My Annual Rendezvous with Pain

It's late winter and it's time once again for my annual ritual.

I am embarrassed for my friends to see me on crutches again, but here I am. Again, in this context, means eight years running.

Every spring for the last eight I have had gout. Makes me want to choke just saying the word. This year I was determined not to have my yearly collision with pain, but it happened anyway. In spite of my best efforts. I had kind of a break down when I realized my failure on Tuesday night.

I have been on a very strict diet, apparently to little avail. I eat mostly vegetables, fruits, berries and nuts. I have had, like, three servings of chicken in the last year. No beef or turkey. Almost no dairy. Minimal sweets. Extremely minimal. Even with very few dietary sins—small ones at that—I have not won the epic battle I had hoped to win this spring.

At the doctor's office today, the nurse practitioner said, "You're an unusual case."  Everyone likes to be special, but, I can think of other ways I'd like to be described as "unusual."

As I relearned in a talk I heard last Sunday, the Lord asks us to "give thanks in all things" (Mosiah 26:38-39). This means we need to be thankful for our trials. I am thankful for them because of what I learn from them, and for the many blessings that come my way because of them.

One of the blessings I see clearly today is the ability to walk. Some I have known—my mother among them—have been deprived of this gift for life. Shouldn't I be grateful that my illness is temporary?

I am grateful that I didn't have to go to the ER this year. I am grateful that I didn't get rid of my crutches. I am grateful for paid time off work which allowed me time to recover and time to get a small but important repair done on our truck. I am grateful for the time I had to fix one of my web sites that had been hacked. And I am grateful for the rest. I am grateful to have found the time to finish reading the Book of Mormon. I am grateful for a chance to ponder and reevaluate. I am very grateful for a wife who understands how to tenderly care for a sick husband. I am grateful for an illness that forces me to lose weight, which drastically reduces my high blood pressure and chance of heart attack, which has probably saved life (we have a history of heart trouble on my paternal side).

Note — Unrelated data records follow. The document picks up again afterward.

PR #1628, opened 2023-10-06
SOFT_ASSERTs with editor

NoriteSC:
added soft asserts 
for when u are not shure if it should be an asset or cheak or the assert is not critical or code can lock up the editor
currently i encounter a constant crash because object is too far from origin


mafiesto4:
Keep in mind that we already have `CHECK(expression)` and `CHECK_RETURN(expression, returnValue)` that do sth similar.

NoriteSC:
> Keep in mind that we already have `CHECK(expression)` and `CHECK_RETURN(expression, returnValue)` that do sth similar.

i know it is just something specific for editor

PR #1635, opened 2023-10-07
Add color picker option to accept changes on dismissal

Arcnor:
I'm really used to the Unity (and maybe other creative tools) of color picker functionality, where you don't need to press "Ok" for the color to be accepted, just dismissing the dialog is enough.

This PR adds an option to be able to do that, and I'd be grateful if somebody has some feedback on the naming, category location and/or tooltip description, naming is difficult.

### DIFF
--- a/Source/Editor/Options/InterfaceOptions.cs
+++ b/Source/Editor/Options/InterfaceOptions.cs
@@ -149,6 +149,13 @@ namespace FlaxEditor.Options
         public FlaxEngine.GUI.Orientation ContentWindowOrientation { get; set; } = FlaxEngine.GUI.Orientation.Horizontal;
 
         /// <summary>
+        /// Gets or sets the editor content window orientation.
+        /// </summary>
+        [DefaultValue(false)]
+        [EditorDisplay("Interface"), EditorOrder(300), Tooltip("If checked, color pickers will always modify the color unless 'Cancel' if pressed, otherwise color won't change unless 'Ok' is pressed (default)")]
+        public bool ColorPickerAlwaysChangesColor { get; set; } = false;
+
+        /// <summary>
         /// Gets or sets the timestamps prefix mode for output log messages.
         /// </summary>
         [DefaultValue(TimestampsFormats.TimeSinceStartup)]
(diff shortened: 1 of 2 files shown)


Source/Editor/Options/InterfaceOptions.cs
```diff
@@ -148,6 +148,13 @@ public enum PlayAction
         [EditorDisplay("Interface"), EditorOrder(280), Tooltip("Editor content window orientation.")]
         public FlaxEngine.GUI.Orientation ContentWindowOrientation { get; set; } = FlaxEngine.GUI.Orientation.Horizontal;
 
+        /// <summary>
+        /// Gets or sets the editor content window orientation.
```
Tryibion, line 152: Probably a copy and paste error here.

Source/Editor/Options/InterfaceOptions.cs
```diff
@@ -148,6 +148,13 @@ public enum PlayAction
...
+        /// </summary>
+        [DefaultValue(false)]
+        [EditorDisplay("Interface"), EditorOrder(300), Tooltip("If checked, color pickers will always modify the color unless 'Cancel' if pressed, otherwise color won't change unless 'Ok' is pressed (default)")]
+        public bool ColorPickerAlwaysChangesColor { get; set; } = false;
```
Tryibion, line 156: What about like `AutoAcceptOnColorChange` or `AutoPickOnColkrChange` or `AutoAcceptColorPickerColor` or something? Idk naming things is hard.

Source/Editor/Options/InterfaceOptions.cs
Arcnor: Indeed, will fix

Source/Editor/Options/InterfaceOptions.cs
Arcnor: Well, there is nothing really automatic about the option, is it? You still pick the color, is just that the change doesn't need "acknowledgement", but not sure.

Maybe we can say "Color picker magical option 42, surprise!" or something... 😁

Arcnor: That said "Auto accept color picker change" might just work. What do you think?

PR #1659, opened 2023-10-09
Implement editor automation for Asset Importing.

Menotdan:
This PR adds new functionality so a user can register to an event in an `EditorPlugin` that lets them script how an asset is imported.
Demo (compressed due to github file limit):

https://github.com/FlaxEngine/FlaxEngine/assets/32620310/31f83a96-7291-4820-a74f-6808ce40d7af


Menotdan:
Main problem with this PR that I'd like to fix is that, since its a delegate in user code, the exceptions there are somehow causing editor crashes. Not sure how to fix this, but it would be nice to get done before merge.

ontrigger:
I feel like a proper class-based solution not tied to an editorplugin would be much better. Unity's scriptable importers allow you to create custom inspector ui for assets and have many helper methods, including support for working with subassets. You just can't get something like that with a delegate

https://docs.unity3d.com/Manual/ScriptedImporters.html

Menotdan:
> I feel like a proper class-based solution not tied to an editorplugin would be much better. Unity's scriptable importers allow you to create custom inspector ui for assets and have many helper methods, including support for working with subassets. You just can't get something like that with a delegate
> 
> https://docs.unity3d.com/Manual/ScriptedImporters.html

Yeah, this sounds doable. Most of the work is already done for me with Flax internals I think. 
I could create a class that inherits from EditorPlugin instead, since I don't think it makes sense to copy the functionality of EditorPlugin just for this feature. But I would have to look at the code.

Menotdan:
@mafiesto4 could this be moved to 1.8 (or 1.7)? I created a class as discussed in the discord, and this is now easily expandable. It is also usable in it's current state (I use it in my own project), so I think it could be merged in the future after some testing. I don't want to expand the scope of the PR too much just because it will get buried in other things I'm working on.

Maybe someone else has thoughts on this too.

Menotdan:
Closing this for now as hopefully large importing changes are being made.

PR #1665, opened 2023-10-10
Change terrain brush size with scroll

RuanLucasGD:
This adds a way to change terrain brush size with mouse scroll pressing shift.

[Debug 2023.10.10 - 10.49.05.01.webm](https://github.com/FlaxEngine/FlaxEngine/assets/79365912/da9a2ab2-b93b-44f4-8d3c-a448f744edce)


mafiesto4:
Why that brush setter is needed?

RuanLucasGD:
@mafiesto4 fixed, thanks

PR #1671, opened 2023-10-11
Visject: Convert node to parameter

### LINKED ISSUE #1170: Convert to Parameter in Visject
- Allow converting a node to a parameter faster
image
image

Chikinsupu:
This PR adds the ability to convert a node to a parameter with only two clicks - similar to Unreal Engine for example.
245352424-91ac6725-0324-4477-bc01-3802512e3cb9
Closes #1170

### Tasks
- [x] Implement node conversion functionality
- [x] Initialize parameter with node values
- [x] Replace node with ParamGet node
- [x] Add functionality to basic/generic constant nodes (e.g. Float3)
- [x] Connect ParamGet node to previously connected boxes
- [x] Add functionality to more complex nodes (e.g. Texture)
- [x] Cleanup
- [x] Add XML comments
- [x] Testing
- [x] Done 🥳

**Didn't do - postponed to future PRs**
- [x] Put "Convert to Parameter" item in first place in the context menu
- [x] Give user the ability to instantly rename parameter after creation

**Known bugs**
- When converting a node with connections to a parameter node and then undoing that action, all connections to that node get lost. This is due to how the Box.CreateConnection() method works, since it doesn't record any undo actions. This can be fixed easily, but shouldn't be part of this PR

### Feature preview

Convert to parameter
ConvertNodeToParameter

Convert Texture
TextureConvert

Convert Rotation and Uint
ConvertVS

### DIFF
--- a/Content/Shaders/GlobalSignDistanceField.flax
+++ b/Content/Shaders/GlobalSignDistanceField.flax
@@ -1,3 +1,3 @@
 version https://git-lfs.github.com/spec/v1
-oid sha256:2c8aa181a814d69b15ffec6493a71a6f42ae816ce04f7803cff2d5073b4b3c4f
-size 11790
+oid sha256:e075583620e62407503c73f52487c204ddcad421e80fa621aebd55af1cfb08d5
+size 11798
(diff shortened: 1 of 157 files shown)


mafiesto4:
Thanks!

Issue #1651, opened 2023-10-08
Rider ignors files of plugin projects


schmidt-florian:
**Issue description:**
Rider by default ignores files of plugin projects in his solution-wide analysis.
I do not know if there is another reason. But as long the Project are generated to bo as "not build" for rider, the errors are ignored.
If I set it to build, the errors are not ignored. The issue is that this is overwritten by Flax on Regenerate Project files. Even it does now happen not always, it is annoying to set it every time to build. Especially if you have 5 Modules in 2 Plugin Projects.

**Steps to reproduce:**

1. Open attached project (or create a project with a plugin project and produce a script error in the plugin project)
2. Generate Project files.
3. Open Project in Rider, after rider has finished his analysis, there will be no errors. Image. 1
4. Open Solution Properties and check the build option on the project "Test" Image. 2/3
5. Rider will now show the error. Image. 4
6. On regenerate Project files, it will be set to "not build" and the error will be ignored again.

Image. 1
![image](https://github.com/FlaxEngine/FlaxEngine/assets/14238126/77c3bbe8-81f7-46ef-873a-18d9b19a9778g|width=400px)
Image. 2
![image](https://github.com/FlaxEngine/FlaxEngine/assets/14238126/883f9ed6-c61e-4867-807b-cf455670f0a2|width=400px)
Image. 3
![image](https://github.com/FlaxEngine/FlaxEngine/assets/14238126/5b774492-0dab-4c99-8287-24bbad4f8a20|width=400px)
Image. 4
![image](https://github.com/FlaxEngine/FlaxEngine/assets/14238126/2cf72cc2-2145-4448-8db1-ee86747c2ef4|width=400px)

**Minimal reproduction project:**
[TestPluginError.zip](https://github.com/FlaxEngine/FlaxEngine/files/12841159/TestPluginError.zip)

**Flax version:**
master 5283337

mafiesto4:
Fixed in #1673

PR #1673, opened 2023-10-11
Build C# projects in VS/Rider solution configurations

GoaLitiuM:
Rider's solution wide analysis does not work properly when projects are not included in the active configuration for build.

Also implements experimental MSBuild .targets files for running Flax.Build when building the solution in IDEs, the same way VC++ projects use custom build commands to invoke Flax.Build.

### DIFF
--- a/Source/Tools/Flax.Build/Projects/VisualStudio/CSSDKProjectGenerator.cs
+++ b/Source/Tools/Flax.Build/Projects/VisualStudio/CSSDKProjectGenerator.cs
@@ -91,7 +91,7 @@ namespace Flax.Build.Projects.VisualStudio
             var baseOutputDir = Utilities.MakePathRelativeTo(project.CSharp.OutputPath ?? baseConfiguration.TargetBuildOptions.OutputFolder, projectDirectory);
             var baseIntermediateOutputPath = Utilities.MakePathRelativeTo(project.CSharp.IntermediateOutputPath ?? Path.Combine(baseConfiguration.TargetBuildOptions.IntermediateFolder, "CSharp"), projectDirectory);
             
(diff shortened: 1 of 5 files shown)


GoaLitiuM:
Fixes #1651

Source/Tools/Flax.Build/Projects/VisualStudio/CSSDKProjectGenerator.cs
```diff
@@ -106,14 +111,14 @@ public override void GenerateProject(Project project, string solutionPath)
             csProjectFileContent.AppendLine("    <LangVersion>11.0</LangVersion>");
             csProjectFileContent.AppendLine("    <FileAlignment>512</FileAlignment>");
 
-            // Needed for Hostfxr
-            csProjectFileContent.AppendLine("    <GenerateRuntimeConfigurationFiles>true</GenerateRuntimeConfigurationFiles>");
```
mafiesto4, line 110: Why was it removed?

Source/Tools/Flax.Build/Projects/VisualStudio/CSSDKProjectGenerator.cs
```diff
@@ -106,14 +111,14 @@ public override void GenerateProject(Project project, string solutionPath)
...
-            csProjectFileContent.AppendLine("    <EnableDynamicLoading>true</EnableDynamicLoading>");
```
mafiesto4, line 111: Why was it removed?

GoaLitiuM: These values are not used by IDE, I think these were leftovers from the early prototypes of the .NET 7 support.

PR #1688, opened 2023-10-12
Fix #63

### LINKED ISSUE #63: Small window title bar dragging issue
**Issue description:**
The dockable windows, like the material windows, are a bit odd when dragging. They sometimes jump to a different position when you drag them.

This happens because in the engine core, the mouse position doesn't get updated as soon as the mouse is above a window title bar. 

This piece of code doesn't get triggered. I'd gladly fix it, but am unsure how to best proceed.
https://github.com/FlaxEngine/FlaxEngine/blob/da389eea03ab0775e384d50ff65bf4d4792f3e47/Source/Engine/Platform/Windows/WindowsInput.cpp#L198-L203

**Steps to reproduce:**

1. Open a material window
2. Move your cursor below the title bar, at the very left of the window
3. Move your cursor onto the title bar 
4. Move your cursor all the way to the right on the title bar. Make sure to stay on top of the title bar while moving.
5. Start dragging
6. The window jumps

image
Basically just follow that mouse path ^ and start dragging

**Flax version:**
Flax 1.0

stefnotch:
Seems to fix #63 , but it might have small side-effects if the mouse position tracking is not expected to go outside the client area.

### DIFF
--- a/Source/Engine/Platform/Windows/WindowsInput.cpp
+++ b/Source/Engine/Platform/Windows/WindowsInput.cpp
@@ -200,6 +200,12 @@ bool WindowsMouse::WndProc(Window* window, const UINT msg, WPARAM wParam, LPARAM
         OnMouseMove(mousePos, window);
         result = true;
         break;
+    }    
+    case WM_NCMOUSEMOVE:
+    {
+        OnMouseMove(mousePos, window);
+        result = true;
+        break;
     }
     case WM_MOUSELEAVE:
     {


mafiesto4:
Actually the problem here is that it might trigger mouse move event after mouse left the window (after `WM_MOUSELEAVE` message). Do you have #63 issue on the latest master? Recently, we've got some improvements to dock windows (for macOS0 but it improved Windows experience as well.

GoaLitiuM:
Latest master seems to behave better, but it has some weird issue with the window dragging where it doesn't detect the dragging action if you enter the window title bar from under it and try to drag it. With this PR that quirk doesn't seem to happen.

PR #1720, opened 2023-10-15
Collection Editor UI Change

Tryibion:
Some simple changes to the collection editor UI to better handle grouped properties when  needed. Adds easy move up and down buttons for collections. This also adds an enum to the CollectionAttribute to change the layout type of the editor. This makes the dictionary editor similar (it has a wonky double click to rename, so i just forced it open on double click. it is kind of janky, so I am sure it can be improved).

image


Tryibion:
Closing for redo at some point.

Issue #2746, opened 2024-07-03
[Feature Request] In the property window, being able to set an Interface reference, instead of just Scripts


lifeformed:
If I have a public reference to a Script-derived class in my Script, the Property window lets me drag an actor with that Script into that property value element.  However, If that reference is an interface instead of a Script, it only shows a read-only dropdown:
![image](https://github.com/FlaxEngine/FlaxEngine/assets/1567199/07a14343-96bb-4020-b8c0-faa68d9b4c88)

It would be nice if there was a way to use it like the way the Script one works. I tried having the interface implement ISerializable, but it doesn't change things.

lifeformed:
Or if there's an easy way to implement a ValueContainer (or whatever the correct class is, I'm not super familiar with the editor internals) for that interface, that could work too.  Or maybe there already is, but there isn't much guidance on how to do that.

xxSeys1:
@mafiesto4 Could this be done for 1.13?

It would help me to keep my code more clean, since the script will be referenced as an Interface, so it is a bit more abstract and versatile.

I'm also sure a lot of other people will find this very useful.

mafiesto4:
Editor is one part, other side of this, harder to impl, is serialization to properly put the object ID for inetrfaces. Will see how `Newtonsoft.Json` coudl do it, on C++ it's rather doable.

mafiesto4:
Implemented in #4120 (with soem changes). Use new `ScriptingObjectInterfaceReference<T>` to reference interfaces (both C++ and C#).

PR #4120, opened 2026-05-24
Interface-based object references for scripting objects

ifromstone:
## Summary

This PR adds interface-based object references for scripting objects:

- `ScriptingObjectInterfaceReference<T>`
- `SoftObjectInterfaceReference<T>`

They work similarly to `ScriptingObjectReference<T>` and `SoftObjectReference<T>`, but the generic type is an interface. The stored object is still represented as a scene object reference/object ID, while access to the value is validated through the requested interface type.

## Details

- Added native hard and soft interface reference wrappers with shared interface validation helpers.
- Added C# editor attributes:
  - `ScriptingObjectInterfaceReferenceAttribute`
  - `SoftObjectInterfaceReferenceAttribute`
- Added bindings generator support for:
  - single interface references
  - array-like containers (`Array`, `Span`, `DataContainer`)
  - dictionaries with interface reference values
- Added editor picker support for interface-typed object references, including collection and dictionary value editors.
- Added JSON serialization/deserialization support for C# interface object references and interface reference collections, so editor undo/snapshots and reloads can preserve selected objects by ID.
- Added `JsonSerializer.TryParseID` and refactored GUID hex parsing to share one checked implementation between `ParseID`, `ParseHex`, and safe interface-reference JSON reads.
- Updated `Object.Find` and `Object.TryFind` to support interface type matching consistently.
- Added managed/native conversion support for interface references and dictionary marshalling.

## Notes

For native code, the new wrappers are intended for API fields/properties such as:

```cpp
API_FIELD() ScriptingObjectInterfaceReference<IMyInterface> Target;
API_FIELD() SoftObjectInterfaceReference<IMyInterface> SoftTarget;
API_FIELD() Array<ScriptingObjectInterfaceReference<IMyInterface>> Targets;
```

For C# scripts, interface object references use attributes on interface-typed fields/properties:

```csharp
[ScriptingObjectInterfaceReference]
public IMyInterface Target;

[ScriptingObjectInterfaceReference]
public List<IMyInterface> Targets;
```

### DIFF
--- a/Source/Editor/CustomEditors/CustomEditorsUtil.cs
+++ b/Source/Editor/CustomEditors/CustomEditorsUtil.cs
@@ -58,11 +58,13 @@ namespace FlaxEditor.CustomEditors
             if (targetType.Type == typeof(object) && values.Count > 0 && values[0] != null && !values.HasDifferentTypes)
                 return CreateEditor(TypeUtils.GetObjectType(values[0]), canUseRefPicker);
 
-            // Special case if property is interface but the value is implemented as Scripting Object that should use reference picker
-            if (targetType.IsInterface && canUseRefPicker && values.Count > 0 && values[0] is FlaxEngine.Object)
-                return new DummyEditor();
-
             // Use editor for the property type
+            if (canUseRefPicker &&
+                targetType.IsInterface &&
+                values.GetAttributes().Any(x => x is ScriptingObjectInterfaceReferenceAttribute || x is SoftObjectInterfaceReferenceAttribute))
+            {
+                return new FlaxObjectRefEditor();
+            }
             return CreateEditor(targetType, canUseRefPicker);
         }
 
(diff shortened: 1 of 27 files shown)


xxSeys1:
Closes #2746

xxSeys1:
Is the `[ScriptingObjectInterfaceReference]` attribute really needed?

Usually Flax will just show public fields in the properties panel without the user need to explicitly mark them as visible.

ifromstone:
> Is the `[ScriptingObjectInterfaceReference]` attribute really needed?
> 
> Usually Flax will just show public fields in the properties panel without the user need to explicitly mark them as visible.

@xxSeys1, hello
Yes, the attribute is intentional. Public fields are shown automatically, but an interface type alone does not say whether it should be treated as a scene object reference or as a regular managed interface value.

The attribute is only used to select the object-reference behavior: editor picker, GUID-based JSON serialization, undo/reload handling, and native interface reference marshalling. Without an explicit marker, every public IInterface or List\<IInterface\> would risk being interpreted as a Flax object reference, which could break normal managed polymorphic/interface fields.

mafiesto4:
Thanks! I merged it with some changes:
* Added `ScriptingObjectInterfaceReference<T>` to C# and use it instead of attribute for references,
* Removed `SoftObjectInterfaceReference<T>` for now,
* Used `MarshalAs=ScriptingObject*` for marshaling that ne winterface via object pointer instead of using custom codegen in bindings,
* Added more code to unit tests,
* Updated docs.

PR #4123, opened 2026-05-28
Fix: macOS Delete key handling (Backspace key remaping)

ifromstone:
## Summary

Fix macOS Delete key handling so the main keyboard Delete key works with editor shortcuts and runtime input checks.

On macOS, the main keyboard Delete key is reported by the platform as `Backspace`. Several editor paths bind deletion to `KeyboardKeys.Delete`, so pressing the physical Delete key could trigger Backspace-specific behavior, such as Content window history navigation, instead of deleting the current selection.

## Changes

- Treat macOS `Backspace` as an alias for `KeyboardKeys.Delete` in editor input bindings.
- Treat macOS `Backspace` as an alias for `KeyboardKeys.Delete` in keyboard polling (`GetKey`, `GetKeyDown`, `GetKeyUp`).
- Forward runtime `KeyDown`/`KeyUp` delegates for `KeyboardKeys.Delete` when macOS reports the physical Delete key as `Backspace`.
- Preserve text editing behavior by keeping the original key event as `Backspace` for UI controls.
- Check the Delete binding before Content view Backspace navigation so deleting a selected content item wins over folder history navigation.


PR_DESCRIPTION.md
mafiesto4, line 1: This file is not needed.

ifromstone: Sorry, I accidentally pushed it while preparing. Deleted the file.

PR #4125, opened 2026-05-29
Fix: Vulkan - preserve valid swapchain surfaces during resize

ifromstone:
## Background
This PR was motivated by very frequent Vulkan device-lost crashes on macOS while interacting with editor windows, especially when opening secondary windows or resizing them. The crashes were observed around swapchain/window handling paths, which led to reviewing how the Vulkan backend recreates swapchains and native surfaces.

## Summary
This change makes Vulkan swapchain recreation more precise and avoids destroying the native `VkSurfaceKHR` during normal resize and `VK_ERROR_OUT_OF_DATE_KHR` handling.

Previously, `GPUSwapChainVulkan::CreateSwapChain()` used the full `ReleaseGPU()` path when a surface already existed. That released the backbuffers and swapchain, but also destroyed the Vulkan surface. For ordinary resize this is unnecessary: the platform surface represents the native window/layer, while the swapchain represents the current set of presentable images for that surface.

The new code separates those lifetimes:

- `ReleaseSwapChain(bool releaseSurface)` releases swapchain-owned resources and synchronization state.
- Normal resize recreates only the swapchain and backbuffers.
- `VK_ERROR_OUT_OF_DATE_KHR` recreates only the swapchain.
- `VK_ERROR_SURFACE_LOST_KHR` recreates both the surface and swapchain.
- Full GPU resource release still destroys the surface.

The swapchain also now records the native window handle used to create the surface. If `_window->GetNativePtr()` changes, the existing surface is treated as invalid and recreated. This is important for Android lifecycle events where `ANativeWindow*` may be replaced, and also makes iOS safer if the underlying `UIView` or `CAMetalLayer` changes.

This approach is especially important for MoltenVK on Apple platforms. Recreating the native surface during secondary window creation or resize can be a heavier and less stable path than recreating only the swapchain images. Keeping the surface alive during ordinary resize reduces native presentation churn while still handling real surface invalidation.

The acquire-image synchronization was also tightened:

- Any pending active command buffer is flushed before adding the acquired-image semaphore wait.
- The acquired-image semaphore is waited on at `VK_PIPELINE_STAGE_COLOR_ATTACHMENT_OUTPUT_BIT`, which matches the first use of the swapchain image as a color attachment.

### DIFF
--- a/Source/Engine/GraphicsDevice/Vulkan/GPUSwapChainVulkan.cpp
+++ b/Source/Engine/GraphicsDevice/Vulkan/GPUSwapChainVulkan.cpp
@@ -41,6 +41,7 @@ void BackBufferVulkan::Release()
 GPUSwapChainVulkan::GPUSwapChainVulkan(GPUDeviceVulkan* device, Window* window)
     : GPUResourceVulkan(device, StringView::Empty)
     , _surface(VK_NULL_HANDLE)
+    , _surfaceWindowHandle(nullptr)
     , _swapChain(VK_NULL_HANDLE)
     , _currentImageIndex(-1)
     , _semaphoreIndex(0)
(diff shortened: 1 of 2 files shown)


mafiesto4:
It does work well on Android.

PR #4135, opened 2026-06-03
No path in window title

xxSeys1:
[Someone suggested](https://discord.com/channels/437989205315158016/438033006016462849/1508958411000250368) removing the project path from the main window title for privacy reason in screenshots/ screen recordings and I agree.

It also looks more clean.

This pr also adds the project path into the main window icon tooltip. It also adds info about if the current engine build is large worlds enabled. I frequently run into the problem of not really knowing if the engine build I have the project opened in has large world enabled or not, so this is a nice and quick way to check that.

image

image

### DIFF
--- a/Source/Editor/Modules/UIModule.cs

I am grateful, but still ashamed.

Tonight I volunteered to help make one of my favorite salads, cutting vegetables on cutting board on our bed. It was a welcome  diversion, and a welcome treat. I had hoped to go to our state's caucus meeting tonight, but alas, it won't happen this year.

A few weeks ago, I had an idea. I think it was a bit of inspiration. When I realized that this flare usually happens to me in late winter, "Vitamin D" came to mind. T-cells, which have Vitamin D receptors, turn into killer cells, killers of viruses, bacteria and other invaders, when Vitamin D is present in the body. Most of our Vitamin D comes from exposure to the sun which is of course sorely lacking in the winter. I have felt some improvement when taking Vitamin D with Vitamin K (which helps the Vitamin D to be assimilated).

Next year, to be sure, I need to take a good quality Vitamin D supplement with K through the winter. And be ready for whatever comes next spring.

1 comment:

Cristi said...

Oh, but I love you in sickness and in health. You can be on the crutches all you want. And thanks for chopping all of those veggies tonight. It was great to get a little help. I LOVE YOU!